Была суббота, папа с утра пораньше сходил в магазин за продуктами. Он еще с тощих восьмидесятых взял на себя все закупки – это считалось у них в семье неженским делом. Если вдруг мама Наташа или Виктория покупали по дороге домой хлеб или сыр, папа безжалостно раскритиковывал их приобретения. Он-то был профессионал в своём деле. Попробуй всучи такому просроченную рыбу или томаты в мятой банке! Другое дело, если продукты в холодильнике залёживались, отец их выбросить не мог – и доедал, жалея подпорченную пищу сильнее живота своего. «Девочкам» своим ненаглядным не разрешал – сам справлялся. Не смел выбросить хлеб с единственным – подумаешь! – зелёным пятнышком, заветрившийся сыр, ряженку с резким запахом…

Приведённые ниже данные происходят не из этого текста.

PR #3517, opened 2021-01-26
[reference-types] remove single table restriction in IR

### LINKED ISSUE #3512: Multiple tables support from the reference-types proposal
Hi, recently I've been curious about the reference-types proposal and I was trying to play around with it in various tools when I found out that `wasm-opt` doesn't like it when I give it a wasm file with multiple tables. So for the last 2-3 days I started digging through Binaryen's codes as well as some of the communications happening on this Github repo, trying to understand the situation.

So far, I found PR #2451 which added support for reference-types, but left multiple tables support and table instructions out. I also checked PR #3084 quickly, that brought the existing implementation up to date with recent changes from the proposal.

But nowhere can I find any mention of the missing support for multiple tables, which makes me feel like I am missing something: Has it been a non-goal for Binaryen to support this, or somehow the cost hasn't been worth the effort to fully implement the remaining parts, or it's just been low on priority. This is just me being curious.

I also went through the codebase, played around with the idea of replacing the single `table` object in Binaryen's Wasm module IR, with a `std::vector<std::unique_ptr<Table>>` just like the other module elements. With some help I will be able to publish it as a PR, potentially preparing the stage for full implementation of the proposal in the future.

So I just wanted to check whether I should continue this work, or there are important notes that I'm missing. I'd also appreciate any insight or directions.

martianboy:
This will remove the single table per module assumption everywhere, and
instead introduces a vector of tables, same as functions, globals, etc.
Support for parsing and writing multiple tables is added and C/JS APIs
have been updated accordingly. A table name argument is also added to
call_indirect.

(Fixes #3512)


martianboy:
Reviews appreciated @kripken @aheejin @sbc100

src/binaryen-c.cpp
```diff
@@ -1605,6 +1605,14 @@ void BinaryenCallIndirectSetTarget(BinaryenExpressionRef expr,
...
   static_cast<CallIndirect*>(expression)->target = (Expression*)targetExpr;
 }
+void BinaryenCallIndirectSetTableName(BinaryenExpressionRef expr,
+                                      const char* tableName) {
+  Name name(tableName);
+  auto* expression = (Expression*)expr;
+
+  assert(expression->is<CallIndirect>());
+  static_cast<CallIndirect*>(expression)->tableName = name;
+}
```
aheejin, line 1615: It would be good to have `GetTableName` as a counterpart, as we have setter/getter pairs for other fields

aheejin (commented):
Thank you! Haven't read all the PR yet, but the very initial comments:
I don't think we have a test case that uses multiple tables and `call_indirect`s with a table index yet. Can we have one? Maybe multi-table.wast or something in test/ directory. You can run ./auto_update_tests.py to update other files after adding it.
(Also we would need tests for other added parts such as tests for the added C API)

src/wasm/wasm-binary.cpp
```diff
@@ -2411,29 +2455,26 @@ void WasmBinaryBuilder::readDataSegments() {
...
-  if (indexType == Type::i64) {
-    throwError("Tables may not be 64-bit");
+
+  for (size_t i = 0; i < numTables; i++) {
+    auto elemType = getS32LEB();
+    if (elemType != BinaryConsts::EncodedType::funcref) {
+      throwError("ElementType must be funcref in MVP");
+    }
+    auto table = std::make_unique<Table>();
+    table->setName("table$" + std::to_string(i), false);
```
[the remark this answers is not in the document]
martianboy: Sure! Done.

src/binaryen-c.cpp
martianboy: Thanks, I will add this. But in general I wasn't sure about the changes required to the C API. Like, we have a `BinaryenSetFunctionTable` which is based on the old assumption of having a single table. Also, should we have an overloaded `BinaryenCallIndirect` that takes the table name as well? I think we should.

martianboy:
Thanks, @aheejin.

> I don't think we have a test case that uses multiple tables and `call_indirect`s with a table index yet. Can we have one? Maybe multi-table.wast or something in test/ directory.

Right, I started adding tests today. Hopefully I can push some by tomorrow.

martianboy:
@aheejin 

> I don't think we have a test case that uses multiple tables and `call_indirect`s with a table index yet. Can we have one? Maybe multi-table.wast or something in test/ directory. You can run ./auto_update_tests.py to update other files after adding it.

I don't think we can test modules with multiple tables yet, because in this PR I tried to keep it minimal and not implement the new changes from the spec as much as possible. For instance, we cannot parse an `elem` section in wast files that belong to tables with higher indexes. It does parse elems embedded inside a `table` declaration, but roundtrip runs fail as the elem section is separated from the table, and is therefore added to table 0. I did add a test/example for the new c apis though.

My plan was to get this PR reviewed and merged, to make sure that everything is working as before and I haven't missed anything. And then, continue with the remaining parts of the reference types spec.

src/wasm.h
```diff
@@ -821,6 +821,7 @@ class CallIndirect : public SpecificExpression<Expression::CallIndirectId> {
   Signature sig;
   ExpressionList operands;
   Expression* target;
+  Name tableName;
```
kripken, line 824:
```suggestion
  Name table;
```
I think that's more consistent with other terminology.

kripken (commented):
I didn't review the entire thing yet, but the wasm.h and wasm-delegates-fields.h changes look like the right approach. Thanks for the PR!

Will try to review the rest tomorrow.

src/wasm.h
martianboy: Thanks. Done.

test/example/module-splitting.txt
```diff
@@ -283,10 +295,13 @@ Before:
 Keeping: <none>
 After:
 (module
+ (table $0 0 funcref)
+ (export "%table" (table $0))
```
aheejin, line 299: Why are we adding tables to every wasm-split outputs even when they are not necessary?

aheejin (commented):
> @aheejin
> 
> > I don't think we have a test case that uses multiple tables and `call_indirect`s with a table index yet. Can we have one? Maybe multi-table.wast or something in test/ directory. You can run ./auto_update_tests.py to update other files after adding it.
> 
> I don't think we can test modules with multiple tables yet, because in this PR I tried to keep it minimal and not implement the new changes from the spec as much as possible. For instance, we cannot parse an `elem` section in wast files that belong to tables with higher indexes. It does parse elems embedded inside a `table` declaration, but roundtrip runs fail as the elem section is separated from the table, and is therefore added to table 0. I did add a test/example for the new c apis though.
> 
> My plan was to get this PR reviewed and merged, to make sure that everything is working as before and I haven't missed anything. And then, continue with the remaining parts of the reference types spec.

Thanks. Sorry I was OOO and I have still read only a fraction of the PR so far; I think this PR is one of the fundamental changes, but the only test additions + changes I see are from metrics, wasm-split (which I don't understand well why they are necessary; I asked questions there), and some table name changes.

I understand it is sometimes hard to add tests for every single part of code changes, especially in this kind of big PRs that change one of the very fundamental assumptions in the code base, so I really appreciate your work! But I still think this kind of big PRs need at least some tests that cover the very backbone of changes, which I think should include wast reading/writing and binary reading/writing. Also I think it is more desirable for a PR to have a smaller change with tests that matches the change, but as I said, I know it is not always easy in this kind of PRs.. 😅

I think maybe we can defer implementations + tests for the new `call_indirect` for the next PR, but I still would like to see at least some tests that show basic reading/writing of multiple tables working. Can we add those parts to the PR and maybe defer some other parts of the implementation that are not essential to the reading/writing to the next PR? I think C-API also could have been deferred if you wanted to make this minimal but you already added them so that looks good.

Anyway I'll probably take a more close look within a few days but please don't think me as a blocker for LGTM as long as others are happy with it.

test/passes/remove-unused-module-elements_all-features.txt
```diff
@@ -87,7 +87,7 @@
  (import "env" "memory" (memory $0 256))
  (import "env" "table" (table $timport$0 1 funcref))
  (export "mem" (memory $0))
- (export "tab" (table $0))
+ (export "tab" (table $timport$0))
```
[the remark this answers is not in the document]
martianboy: I believe the previous result has been incorrect. A table `$timport$0` is imported 3 lines above, but then an undefined table `$0` is exported on line 90.

test/example/module-splitting.txt
martianboy: At first I was a bit confused with the module-splitter, as it relies on the existence of the table object from the very beginning. So I just gave it the table for now. But I will try to fix this, so it only adds a table to the module when it needs to.

src/wasm/wasm-binary.cpp
```diff
@@ -1694,19 +1732,20 @@ void WasmBinaryBuilder::readImports() {
       }
       case ExternalKind::Table: {
         Name name(std::string("timport$") + std::to_string(tableCounter++));
-        wasm.table.module = module;
-        wasm.table.base = base;
-        wasm.table.name = name;
+        auto table = std::make_unique<Table>();
+        table->module = module;
+        table->base = base;
+        table->name = name;
```
tlively, line 1738: We should probably add a `makeTable` method to wasm-builder.h to cover this kind of usage.

src/wasm/wasm-binary.cpp
```diff
@@ -2414,29 +2474,26 @@ void WasmBinaryBuilder::readDataSegments() {
...
-  if (is_shared) {
-    throwError("Tables may not be shared");
-  }
-  if (indexType == Type::i64) {
-    throwError("Tables may not be 64-bit");
+
+  for (size_t i = 0; i < numTables; i++) {
+    auto elemType = getS32LEB();
+    if (elemType != BinaryConsts::EncodedType::funcref) {
+      throwError("ElementType must be funcref in MVP");
```
tlively, line 2481:
```suggestion
      throwError("Non-funcref tables not yet supported");
```

src/wasm/wasm-binary.cpp
```diff
@@ -2447,13 +2504,23 @@ void WasmBinaryBuilder::readTableElements() {
     throwError("Too many segments");
   }
   for (size_t i = 0; i < numSegments; i++) {
-    auto tableIndex = getU32LEB();
-    if (tableIndex != 0) {
+    auto headerFormat = getU32LEB();
+    if (headerFormat != 0) {
       throwError("Table elements must refer to table 0 in MVP");
     }
```
tlively, line 2510: This seems like an important restriction to lift in this PR.

src/wasm/wasm-emscripten.cpp
```diff
@@ -479,7 +479,11 @@ std::string EmscriptenGlueGenerator::generateEmscriptenMetadata() {
     meta << "\n  },\n";
   }
 
-  meta << "  \"tableSize\": " << wasm.table.initial.addr << ",\n";
+  if (!wasm.tables.empty()) {
+    meta << "  \"tableSize\": " << wasm.tables[0]->initial.addr << ",\n";
+  } else {
+    meta << "  \"tableSize\": 0,\n";
+  }
```
tlively, line 486: @kripken would it make more sense to error out here for now when there are multiple tables, or would this metadata item only care about table 0 anyway?

src/wasm/wasm-s-parser.cpp
```diff
@@ -2452,17 +2468,22 @@ void SExpressionWasmBuilder::parseExport(Element& s) {
   ex->name = s[1]->str();
   if (s[2]->isList()) {
     auto& inner = *s[2];
-    ex->value = inner[1]->str();
+
     if (elementStartsWith(inner, FUNC)) {
+      ex->value = getFunctionName(*inner[1]);
```
tlively, line 2473: Why these changes to non-table exports?

src/binaryen-c.h
```diff
@@ -1041,6 +1041,12 @@ BinaryenCallIndirectGetTarget(BinaryenExpressionRef expr);
 BINARYEN_API void
 BinaryenCallIndirectSetTarget(BinaryenExpressionRef expr,
                               BinaryenExpressionRef targetExpr);
+// Gets the table name of a `call_indirect` expression.
+BINARYEN_API const char*
+BinaryenCallIndirectGetTableName(BinaryenExpressionRef expr);
+// Sets the table name of a `call_indirect` expression.
+BINARYEN_API void BinaryenCallIndirectSetTableName(BinaryenExpressionRef expr,
+                                                   const char* table);
```
tlively, line 1049: I think it would be reasonable to require a table name in the CallIndirect constructor function as well, even though that would be a breaking change. We would just have to mention it in the change log.

src/binaryen-c.cpp
tlively: I think that changing the C API in whatever way makes sense is fine as long as the changes are documented in the changelog.

test/example/module-splitting.txt
martianboy: Ok I was able to fix this, although it got hacky. Totally open to better suggestions.

src/ir/module-splitting.cpp
```diff
@@ -196,13 +215,13 @@ TableSlotManager::Slot TableSlotManager::getSlot(Name func) {
 
   // If there are no segments yet, allocate one.
   if (activeSegment == nullptr) {
```
tlively, line 201: This would be the best place to lazily allocate a new table if one does not already exist.

src/ir/module-splitting.cpp
```diff
@@ -178,13 +197,13 @@ TableSlotManager::TableSlotManager(Module& module)
...
-        activeBase = {"", segmentBase};
+        activeBase = {table.name, "", segmentBase};
       }
     }
   }
   // Initialize funcIndices with the functions already in the table.
   forEachElement(table, [&](Name base, Index offset, Name func) {
-    addSlot(func, {base, offset});
+    addSlot(func, {table.name, base, offset});
   });
```
tlively, line 191: This needs to run for each table in the module. Probably the best way to do that would be to update `forEachElement` to run over each table as well. I think all the places that use `forEachElement` will need to visit every table.

Alternatively you can just assert that there is not more than one table and not implement module splitting for multiple tables right now.

test/example/c-api-multiple-tables.txt
```diff
@@ -0,0 +1,18 @@
+(module
+ (type $i32_i32_=>_i32 (func (param i32 i32) (result i32)))
+ (table $tab 1 1 funcref)
```
tlively, line 3: Is this test supposed to have multiple tables?

tlively (commented):
It looks like a lot of code could be simplified by requiring `call_indirect` to have a real table name rather than defaulting to the first table if the table name is empty.

src/binaryen-c.h
martianboy: This was my initial approach. But then I changed it to avoid a breaking change. I agree that the assumption makes a lot of things much easier!

src/ir/module-splitting.cpp
tlively: More specifically, I would mirror the `activeSegment` mechanism with an `activeTable` mechanism that works the same way rather than using `auxiliaryTable`.

martianboy:
@tlively Thanks a lot for the review! I will try to address the points by tomorrow.

test/example/c-api-kitchen-sink.c
```diff
@@ -839,6 +841,8 @@ void test_core() {
 
 void test_unreachable() {
   BinaryenModuleRef module = BinaryenModuleCreate();
+  const char* names[1] = {"unreachable-fn"};
+
```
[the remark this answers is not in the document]
martianboy: removed.

src/wasm/wasm-validator.cpp
```diff
@@ -2756,21 +2772,27 @@ static void validateMemory(Module& module, ValidationInfo& info) {
 }
 
 static void validateTable(Module& module, ValidationInfo& info) {
```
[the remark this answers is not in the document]
martianboy: Done.

src/passes/Directize.cpp
```diff
@@ -36,25 +36,36 @@ namespace {
...
+    : tables(tables) {}
 
   void visitCallIndirect(CallIndirect* curr) {
-    if (!flatTable) {
+    std::unordered_map<Name, TableUtils::FlatTable>::const_iterator it;
+    if (curr->table.is()) {
+      it = tables.find(curr->table);
+    } else {
+      it = tables.begin();
+    }
```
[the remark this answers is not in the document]
martianboy: Done.

src/passes/ExtractFunction.cpp
```diff
@@ -46,7 +46,7 @@ struct ExtractFunction : public Pass {
     }
     // clear data
     module->memory.segments.clear();
-    module->table.segments.clear();
+    module->tables.clear();
```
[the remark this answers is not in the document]
martianboy: Done.

src/passes/LegalizeJSInterface.cpp
```diff
@@ -97,10 +97,12 @@ struct LegalizeJSInterface : public Pass {
         // we need to use the legalized version in the table, as the import from
```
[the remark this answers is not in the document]
martianboy: Done.

src/passes/RemoveUnusedModuleElements.cpp
```diff
@@ -84,7 +91,22 @@ struct ReachabilityAnalyzer : public PostWalker<ReachabilityAnalyzer> {
       queue.emplace_back(ModuleElementKind::Function, curr->target);
     }
   }
-  void visitCallIndirect(CallIndirect* curr) { usesTable = true; }
+  void visitCallIndirect(CallIndirect* curr) {
+    if (module->tables.empty()) {
+      return;
+    }
```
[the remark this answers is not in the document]
martianboy: Replaced with an `assert`.

src/shell-interface.h
```diff
@@ -154,11 +159,27 @@ struct ShellExternalInterface : ModuleInstance::ExternalInterface {
...
                      Type results,
                      ModuleInstance& instance) override {
+
+    std::unordered_map<wasm::Name, std::vector<wasm::Name>>::iterator it;
+
+    if (tableName.is()) {
+      it = tables.find(tableName);
+    } else {
+      it = tables.begin();
+    }
```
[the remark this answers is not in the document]
martianboy: Done.

src/wasm.h
```diff
@@ -1814,7 +1809,8 @@ class Module {
   std::vector<std::unique_ptr<Global>> globals;
   std::vector<std::unique_ptr<Event>> events;
```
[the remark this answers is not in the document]
martianboy: 👍

src/wasm/wasm-binary.cpp
```diff
@@ -516,38 +522,44 @@ uint32_t WasmBinaryWriter::getTypeIndex(HeapType type) const {
...
+                         table->hasMax(),
+                         /*shared=*/false,
+                         /*is64*/ false);
+  });
   finishSection(start);
 }
 
 void WasmBinaryWriter::writeTableElements() {
-  if (!wasm->table.exists || wasm->table.segments.size() == 0) {
+  if (wasm->tables.empty() || wasm->tables.front()->segments.empty()) {
```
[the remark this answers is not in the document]
martianboy: Done.

src/wasm/wasm-binary.cpp
```diff
@@ -516,38 +522,44 @@ uint32_t WasmBinaryWriter::getTypeIndex(HeapType type) const {
...
-    o << U32LEB(0);
-    writeExpression(segment.offset);
-    o << int8_t(BinaryConsts::End);
-    o << U32LEB(segment.data.size());
-    for (auto name : segment.data) {
-      o << U32LEB(getFunctionIndex(name));
+  for (auto& table : wasm->tables) {
+    o << U32LEB(table->segments.size());
+    for (auto& segment : table->segments) {
+      o << U32LEB(0);
```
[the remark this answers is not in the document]
martianboy: Done.

src/wasm/wasm-binary.cpp
martianboy: This is partially lifted now as I added support headerFormat 0x2.

src/ir/module-splitting.cpp
martianboy: You're right! Done.

test/example/c-api-multiple-tables.txt
martianboy: Updated!

src/wasm.h
```diff
@@ -1688,11 +1688,13 @@ class Table : public Importable {
   static const Index kMaxSize = Index(-1);
 
   struct Segment {
+    Name table;
```
tlively, line 1691: Why do segments need to refer to the table that owns them? Shouldn't the table be available (or easily made available) to any code the uses a `Segment`? I think it would be simpler not to introduce a conceptual reference cycle here (table owns segments, segments refer to table).

src/wasm/wasm-binary.cpp
```diff
@@ -2505,22 +2531,35 @@ void WasmBinaryBuilder::readTableElements() {
   }
   for (size_t i = 0; i < numSegments; i++) {
     auto headerFormat = getU32LEB();
-    if (headerFormat != 0) {
+    if (headerFormat != 0x0 && headerFormat != 0x2) {
```
tlively, line 2534: These constants should probably be given names in `wasm-binary.h`.

src/wasm/wasm-s-parser.cpp
```diff
@@ -2824,19 +2824,46 @@ void SExpressionWasmBuilder::parseTable(Element& s, bool preParseImport) {
...
+  Expression* offset = nullptr;
 
   if (!s[i]->isList()) {
-    auto name = getTableName(*s[i]);
-    table = wasm.getTableOrNull(name);
+    // optional segment id OR 'declare' OR start of elemList
+    i += 1;
+  }
+
+  bool oldStyle = true;
```
tlively, line 2834: It would be good to have a comment with examples of the old style and the new style.

test/example/c-api-multiple-tables.txt
tlively: It would be good to add `adder` to the second table as well to prove that that works.

src/wasm/wasm-binary.cpp
```diff
@@ -516,40 +522,66 @@ uint32_t WasmBinaryWriter::getTypeIndex(HeapType type) const {
...
+                         /*is64*/ false);
+  });
   finishSection(start);
 }
 
 void WasmBinaryWriter::writeTableElements() {
-  if (!wasm->table.exists || wasm->table.segments.size() == 0) {
+  if (wasm->tables.empty()) {
+    return;
+  }
```
tlively, line 549: In the case where there is at least one table but all the tables are empty, this early return won't happen and we will write out a useless table element section. I think it would be worth iterating through the tables and checking whether they are all empty, probably like this:
```suggestion
  if (std::all_of(wasm->tables.begin(), wasm->tables.end(), [&](auto& table) {
        return std::all_of(table->segments.begin(), table->segments.end(), [&] (auto& segment) {
          return segment.size() == 0;
        })
      })) {
    // There aren't any table segments, so skip this section.
    return;
  }
```

martianboy:
@tlively question: this PR adds the table name to CallIndirect as well, and most of the related changes have been made already, except for one thing: it can't print the table name arg yet. The reason is that I wanted to keep the old style (call_indirect without a table name) in cases where reference-types is disabled or there is only a single table. But `PrintExpressionContents` doesn't have a reference to the module and it did not seem super straightforward to add either.

So my question is, am I on the right path here?

tlively:
Actually, I think the simplest thing to do would be to always print the table name with `call_indirect`s. As long as we can still parse the old style, I think it should be ok if we always print the new style, even for modules without the reference-types feature enabled. Certainly it would be possible to design a workaround, but I don't see a big enough benefit in being able to print the old style to say that any workaround would be worth it. Perhaps I'm missing an important use case for printing the old style, though?

martianboy:
I agree. The reference-types proposal is at a very advanced stage (soon to be merged in the main spec, right?) with multiple browsers and toolchains supporting it, so printing in the old-style wouldn't matter that much.

I was mainly concerned that changing might introduce unwanted effects on the assumptions made in the test suite. I could well be overthinking it, though.

@kripken @aheejin Thoughts?

kripken:
@tlively 

> As long as we can still parse the old style, I think it should be ok if we always print the new style, even for modules without the reference-types feature enabled. 

Hmm, even if we make our parser work ok with that, it could mean our text output doesn't work in wabt or wasp.

A quick check shows it works in wabt but not wasp,
```
a.wat:19:18: Expected Rpar, got Id
  (call_indirect $z (type $f32_=>_none)
                 ^^                    
```

I think we should look into a (pre-) refactor to make `PrintExpressionContents` get the features. I can look into that myself if we want.

tlively:
Ok, I'm not opposed to such a refactor if you think it's a good idea. The default feature set when the actual features aren't available or provided should be `FeatureSet::All`. Eventually wasp will need to be updated for the new syntax, though.

@martianboy as far as the test suite goes, running `./auto_update_tests.py` will automatically update most test expectations for the new output (if we decide to make that change), so that alone wouldn't be sufficient reason to make the code more complicated.

kripken:
> Eventually wasp will need to be updated for the new syntax, though.

Sorry, I wasn't clear enough before. It does support the new syntax, just not when reference types are not enabled.

That seems reasonable to me, but another option is for us to get wasp to support the new syntax more generally, I suppose. There may be other tools, however - that's what worries me.

tlively:
@martianboy, would you be able to make a separate PR to make it possible to pass a feature set to the printer, or would you prefer that @kripken look into it?

martianboy:
@tlively sure I'll send a PR. I'll set the default to `FeatureSet::All` as you suggested.

src/wasm2js.h
```diff
@@ -622,7 +624,7 @@ void Wasm2JSBuilder::addGlobalImport(Ref ast, Global* import) {
 }
 
 void Wasm2JSBuilder::addTable(Ref ast, Module* wasm) {
-  if (!wasm->table.exists) {
+  if ((wasm->tables).size() == 0) {
```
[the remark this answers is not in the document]
martianboy: done.

src/wasm2js.h
```diff
@@ -631,69 +633,73 @@ void Wasm2JSBuilder::addTable(Ref ast, Module* wasm) {
...
-  if (isTableExported(*wasm)) {
-    // If the table is exported use a fake WebAssembly.Table object
-    // We don't handle the case where a table is both imported and exported.
-    if (wasm->table.imported()) {
-      Fatal() << "wasm2js doesn't support a table that is both imported and "
-                 "exported\n";
-    }
-    Ref theVar = ValueBuilder::makeVar();
-    ast->push_back(theVar);
+    if (isTableExported(*wasm)) {
```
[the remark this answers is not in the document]
martianboy: I did what you suggested and wasm2js should now error out as soon as a module with more than a single table is parsed.

src/tools/wasm-reduce.cpp
```diff
@@ -899,7 +899,7 @@ struct Reducer
     // If we are left with a single function that is not exported or used in
     // a table, that is useful as then we can change the return type.
     if (module->functions.size() == 1 && module->exports.empty() &&
-        module->table.segments.empty()) {
+        ((module->tables).empty() || module->tables[0]->segments.empty())) {
```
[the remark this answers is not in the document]
martianboy: Right, it now checks all tables for emptiness.

test/example/c-api-multiple-tables.txt
martianboy: Updated again.

src/ir/module-utils.h
```diff
@@ -208,6 +208,14 @@ template<typename T> inline void iterDefinedTables(Module& wasm, T visitor) {
   }
 }
 
+template<typename T> inline void iterNonemptyTables(Module& wasm, T visitor) {
```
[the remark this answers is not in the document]
martianboy: Right, I removed this.

src/wasm.h
martianboy: You're absolutely right, I totally forgot about the way we read or parse elem sections. I removed this.

src/wasm/wasm-binary.cpp
martianboy: So there are 8 kinds of header formats defined in the reference types proposal, which are a bit hard to come up with good names for; e.g. `ActiveSegmentWithRefInstructionWithoutTableIndex` would be one. The header byte is basically a bitfield, so we're probably going to parse it that way and not write separate code for each of the 8 different kinds.

Here I wrote it like this because I just wanted a minimal implementation to be able to test multi-table setups.

src/wasm/wasm-s-parser.cpp
martianboy: Done.

src/wasm/wasm-binary.cpp
martianboy: Right, this early condition was unnecessary because I'm counting segments of non-empty tables right after and return if the total count is zero. So I just removed it.

src/passes/Directize.cpp
```diff
@@ -36,25 +36,36 @@ namespace {
 struct FunctionDirectizer : public WalkerPass<PostWalker<FunctionDirectizer>> {
   bool isFunctionParallel() override { return true; }
 
-  Pass* create() override { return new FunctionDirectizer(flatTable); }
+  Pass* create() override { return new FunctionDirectizer(tables); }
```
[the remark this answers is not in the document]
martianboy: Done.

src/passes/RemoveUnusedModuleElements.cpp
```diff
@@ -196,6 +216,11 @@ struct RemoveUnusedModuleElements : public Pass {
       return analyzer.reachable.count(
                ModuleElement(ModuleElementKind::Event, curr->name)) == 0;
     });
+    module->removeTables([&](Table* curr) {
+      return (curr->segments.empty() || !curr->imported()) &&
+             analyzer.reachable.count(
+               ModuleElement(ModuleElementKind::Table, curr->name)) == 0;
+    });
```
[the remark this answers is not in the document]
martianboy: Done.

src/passes/RemoveUnusedModuleElements.cpp
```diff
@@ -214,6 +214,14 @@ struct RemoveUnusedModuleElements : public Pass {
       return analyzer.reachable.count(
                ModuleElement(ModuleElementKind::Event, curr->name)) == 0;
     });
+
+    for (auto& table : module->tables) {
+      table->segments.erase(
+        std::remove_if(table->segments.begin(),
+                       table->segments.end(),
+                       [&](auto& seg) { return seg.data.empty(); }),
```
tlively, line 222: It looks like this was already done below on line 225.

src/wasm/wasm-binary.cpp
tlively: It would be reasonable to have an enum giving names to each bit, then. Something like this (with better names, of course):

```
enum TableHeader {
  BitZeroMeaning = 1,
  BitOneMeaning = 1 << 1,
  ...
};
```

src/passes/RemoveUnusedModuleElements.cpp
martianboy: No, this removes empty segments first. Consider the case of a table with one empty segment. If we don't remove that segment first, the table would not be removed on 225. I encountered this when I was adding tests.

martianboy:
@kripken @tlively question: Apparently the `wasm-as` tool does not write the features section in the output binary, and as a result, the `.fromBinary` tests are always MVP only. Is that intentional? I was just updating the test suite with the newly ability to print with respect to features, and noticed that `.from-wast` files are updated differently from `.fromBinary`.

src/wasm/wasm-s-parser.cpp
martianboy: In all cases, it doesn't handle numerical index to the module element. Check the following:

```
a.wast:
(module
  (import "env" "f1" (func $f1 (param) (result)))
  (export "f1" (func 0))
)

$ bin/wasm-opt a.wast --print

Output:

[wasm-validator error in module] unexpected false: module function exports must be found, on 
0
(module
 (type $none_=>_none (func))
 (import "env" "f1" (func $f1))
 (export "f1" (func $0))
)

Fatal: error validating input
```

martianboy: I can make this a separate PR if that's what you meant.

src/wasm/wasm-binary.cpp
martianboy: The second bit changes meaning based on the first bit (!), but sure this would be better I guess. From the [reference types spec](https://webassembly.github.io/reference-types/core/binary/modules.html#element-section):

> The initial byte can be interpreted as a bitfield. Bit 0 indicates a passive or declarative segment, bit 1 indicates the presence of an explicit table index for an active segment and otherwise distinguishes passive from declarative segments, bit 2 indicates the use of element type and element expressions instead of element kind and element indices.

src/tools/wasm-as.cpp
```diff
@@ -116,6 +116,7 @@ int main(int argc, const char* argv[]) {
   }
 
   options.applyFeatures(wasm);
+  wasm.hasFeaturesSection = true;
```
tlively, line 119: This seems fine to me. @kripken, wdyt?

Детство выпало отцу такое голодное, что он так за всю жизнь и не мог наесться – другой человек на его месте давно раздался бы лишней массой во все стороны, но папа оставался поджарым, стройным, быстрым. Он постоянно был в движении, терпеть не мог, когда «лежат без дела» и жил бы ещё, наверное, лет тридцать, если не больше, как вдруг за ним пришла смерть. Шальная какая-то смерть – напала без объявлений, не предупредила болезнью, даже знака не подала. Как будто шла, возвращаясь, от соседей – и заглянула к ним в квартиру между делом.
Папа только что вышел из ванной, полотенце повесил как всегда, на дверь – просушивать. Лёг на диван, – а ведь не лежал никогда, им бы с мамой, обратить внимание! – и сказал вдруг:
– Плохо мне что-то, Наташа.
Смерть топталась в дверях, думая, – то ли снять обувь, то ли так пройти?
– Может, «Скорую» вызвать? – спросила Викторию мама. Маруся в дальней комнате плела бисерный браслет – она без конца что-то плела, вязала, мастерила, рисовала, просто спасу не было от всех этих поделок, милых, но бессмысленных. Виктория лежала (она-то не считала это за грех) с книжкой на софе.
В общем, они с мамой слишком долго думали, и когда вызвали, наконец, Скорую, было уже поздно. Толстая, шумная, решительная врачиха выгнала из комнаты Викторию и заплаканную маму Наташу. Маруся ничего не понимала. Браслет был уже почти готов, мама, посмотри! Иди сюда! Бабуля! Да где вы все? А это кто?